▶ Data for review:
PR #106, opened 2022-02-16
Terms and Conditions consent with cookies

### LINKED ISSUE #79: Discuss and implement Terms and Condition consent implementation
**Goal:**
Define and implement the most appropriate user flow to give consent to our terms and conditions

**Context:**
As Is:
* The user is prompted with T&C consent popup when trying to connect wallet for the first time
* We currently store T&C consent in local storage for unlimited time once user has given consent

In the future we want to change that in order to being able to make adjustments to the T&S statement.
Discussed alternatives:
* A1: User has to agree to T&C on wallet connection for every new session 
* A2: User has to agree to T&C on wallet connection when we release a new version of T&S statement (implies to have T&C versioning)
* A3: User has to agree to T&C on wallet connection and we store consent with cookie for period of X days before consent expires

**Tasks:**
- [x] Discuss different possible approaches and decide
- [x] Implement approach to store user consent to T&C in session cookie
   - [x] see: https://developer.mozilla.org/en-US/docs/Web/HTTP/Headers/Set-Cookie
   - [x] meaning: With each new browser session the user is provided with T&C popup when connecting wallet to UI

fegbert:
closes #79  

> User has to agree to T&C on wallet connection for every new session
> With each new browser session the user is provided with T&C popup when connecting wallet to UI

expected behavior:

- when connecting wallet for the first time -> ask for consent
- after that -> don't ask again. Not on new tab or second browser window
- when closing & reopening browser / using incognito -> ask again. 

For setting cookies I am using [vue-cookies](https://www.npmjs.com/package/vue-cookies)

### DIFF
--- a/frontend/layouts/default.vue
+++ b/frontend/layouts/default.vue
@@ -7,7 +7,7 @@
             :dark-mode.sync="isDarkMode"
             :wallet-address="walletAddress"
             :is-wallet-loading="isWalletLoading"
-            :has-accepted-terms="hasAcceptedTerms()"
+            :has-accepted-terms="hasAcceptedTerms"
             :staging-banner-url="stagingBannerURL"
             @changeWalletType="changeWalletType"
             @openTermsModal="setTermsModal(true)"
@@ -90,12 +90,15 @@ export default Vue.extend({
         stagingBannerURL() {
             return process.env.STAGING_BANNER_URL;
         },
+        hasAcceptedTerms(): boolean {
+            return this.$store.getters['cookies/hasAcceptedTerms'];
+        },
     },
     methods: {
         ...mapActions('network', ['setPageNetwork', 'fixWalletNetwork']),
         ...mapActions('wallet', ['changeWalletType']),
         acceptTerms(): void {
-            this.$cookies.set('terms-and-conditions', 'accepted', 0);
+            this.$store.dispatch('cookies/acceptTerms');
             this.$store.commit('modals/setTermsModal', false);
             this.$store.commit('modals/setWalletModal', true);
         },
@@ -104,9 +107,6 @@ export default Vue.extend({
         },
         setWalletModal(open: boolean): void {
             this.$store.commit('modals/setWalletModal', open);
-        },
-        hasAcceptedTerms(): boolean {
-            return this.$cookies.get('terms-and-conditions') === 'accepted';
         },
     },
 });
--- a/frontend/layouts/default.vue
+++ b/frontend/layouts/default.vue
@@ -98,7 +98,7 @@ export default Vue.extend({
         ...mapActions('network', ['setPageNetwork', 'fixWalletNetwork']),
         ...mapActions('wallet', ['changeWalletType']),
         acceptTerms(): void {
-            this.$store.dispatch('cookies/acceptTerms');
+            this.$store.commit('cookies/acceptTerms');
             this.$store.commit('modals/setTermsModal', false);
             this.$store.commit('modals/setWalletModal', true);
         },
--- a/frontend/layouts/default.vue
+++ b/frontend/layouts/default.vue
@@ -7,7 +7,7 @@
             :dark-mode.sync="isDarkMode"
             :wallet-address="walletAddress"
             :is-wallet-loading="isWalletLoading"
-            :has-accepted-terms="hasAcceptedTerms"
+            :has-accepted-terms="hasAcceptedTerms()"
             :staging-banner-url="stagingBannerURL"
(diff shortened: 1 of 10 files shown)


florianstoecker:
I've also tested the behavior with (sadly) following outcome:

When completely closing the browser(chrome) & opening it again & then visiting the UI, which I was connected to before I closed the browser, my Wallet immediately connects to the UI without ever asking for consent.

fegbert:
> [ ] restarted browser, popup was triggered

Discussed in today's daily: If someone has the "reopen last tabs" feature enabled, chrome / chromium-based browsers seem to save session cookies, so this is the expected behavior here from a technical pov. For the legal side, @LukSteib thinks it is fine as well, so we can keep this in.

frontend/layouts/default.vue
```diff
@@ -108,6 +105,9 @@ export default Vue.extend({
         setWalletModal(open: boolean): void {
             this.$store.commit('modals/setWalletModal', open);
         },
+        hasAcceptedTerms(): boolean {
+            return this.$cookies.get('terms-and-conditions') === 'accepted';
+        },
```
valiafetisov, line 110: Why did you change it to be a method instead of a computed function? Making it a method means that it wouldn't be reactive.

valiafetisov (commented):
One other way to implement it would be to move `acceptedTerms` to a new store (eg `cookie`) and use the same `vuex-persist` but use js-cookie as a storage mechanism, they have an example of that: https://www.npmjs.com/package/vuex-persist#detailed

frontend/layouts/default.vue
fegbert: Setting the cookie didn't seem to automatically update the computed property, so I had to reload the for it to change. That's why I changed it to check on button press with a method.

Is there maybe a way to "force" an update?

fegbert:
> One other way to implement it would be to move acceptedTerms to a new store (eg cookie) and use the same vuex-persist but use js-cookie as a storage mechanism

Do you think this could have any advantages over using `vue-cookies`?

valiafetisov:
> Do you think this could have any advantages over using `vue-cookies`?

Yes, you wouldn't need to change any UI and reactivity would work as expected.

frontend/layouts/default.vue
valiafetisov: Forcing an update is not a correct solution, [the variable should be reactive in the first place for the update to happen](https://github.com/tofandel/vue-cookies#readme). See my comment below.

valiafetisov:
So, to be more specific, here we define how we preserve our `preferences` vuex store into the `localStorage`: 

https://github.com/sidestream-tech/unified-auctions-ui/blob/47fb9f41684431b1e48305a193bc9f9fa8861e4f/frontend/plugins/vuex-persist.client.js#L5-L8

In order to preserve `cookies` vuex store in cookies, you can add right below those lines something like:

```js
new VuexPersistence({
    restoreState: (key, storage) => Cookies.getJSON(key),
    saveState: (key, state, storage) => Cookies.set(key, state),
    modules: ['cookies'],
}).plugin(store);
```

And then treat `cookies` store like a regular store. Would that work?

valiafetisov (approved):

LukSteib (changes requested):
Chrome testing:
- [X] Popup triggered when first connecting to the site
- [X] Opened page in new tab, popup was not triggered
- [X] Opened Page incognito, popup was triggered
- [ ] restarted browser, popup was triggered -> popup is not triggered (AFAIK I do not have the chrome based open last tabs feature enabled)
- [ ] also I tried to check whether the cookie is set when using incognito mode but couldn't see it (see recording below). Don't now if this is the right approach to check whether the cookie is set properly



https://www.loom.com/share/90d6b3841bbb40f996a73f839149e5b3

LukSteib:
>  also I tried to check whether the cookie is set when using incognito mode but couldn't see it (see recording below). Don't now if this is the right approach to check whether the cookie is set properly

Ah - I see. We are taking the local storage approach similar to explanation preference. Have a feeling that this is not session based though. On browser restart terms acceptance is still set to true.

fegbert:
Hmm... not sure what's going on there.
We're not using the local storage for this anymore. There should be a cookie called `vuex`

image

Which has a value `acceptedTerms` which is set to true when accepting the terms & conditions.

image

LukSteib (approved):
Installing new dependencies before testing the new "feature" sometimes helps. 
Sorry for the confusion. 

Behavior now as expected and hence approved from my side!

▶ Your goal: Copy, please, every line from the start of the entries down to the line that holds "connect wallet for the first time", with both of those lines included and no others.

▶ Answer box:
PR #106, opened 2022-02-16
Terms and Conditions consent with cookies

### LINKED ISSUE #79: Discuss and implement Terms and Condition consent implementation
**Goal:**
Define and implement the most appropriate user flow to give consent to our terms and conditions

**Context:**
As Is:
* The user is prompted with T&C consent popup when trying to connect wallet for the first time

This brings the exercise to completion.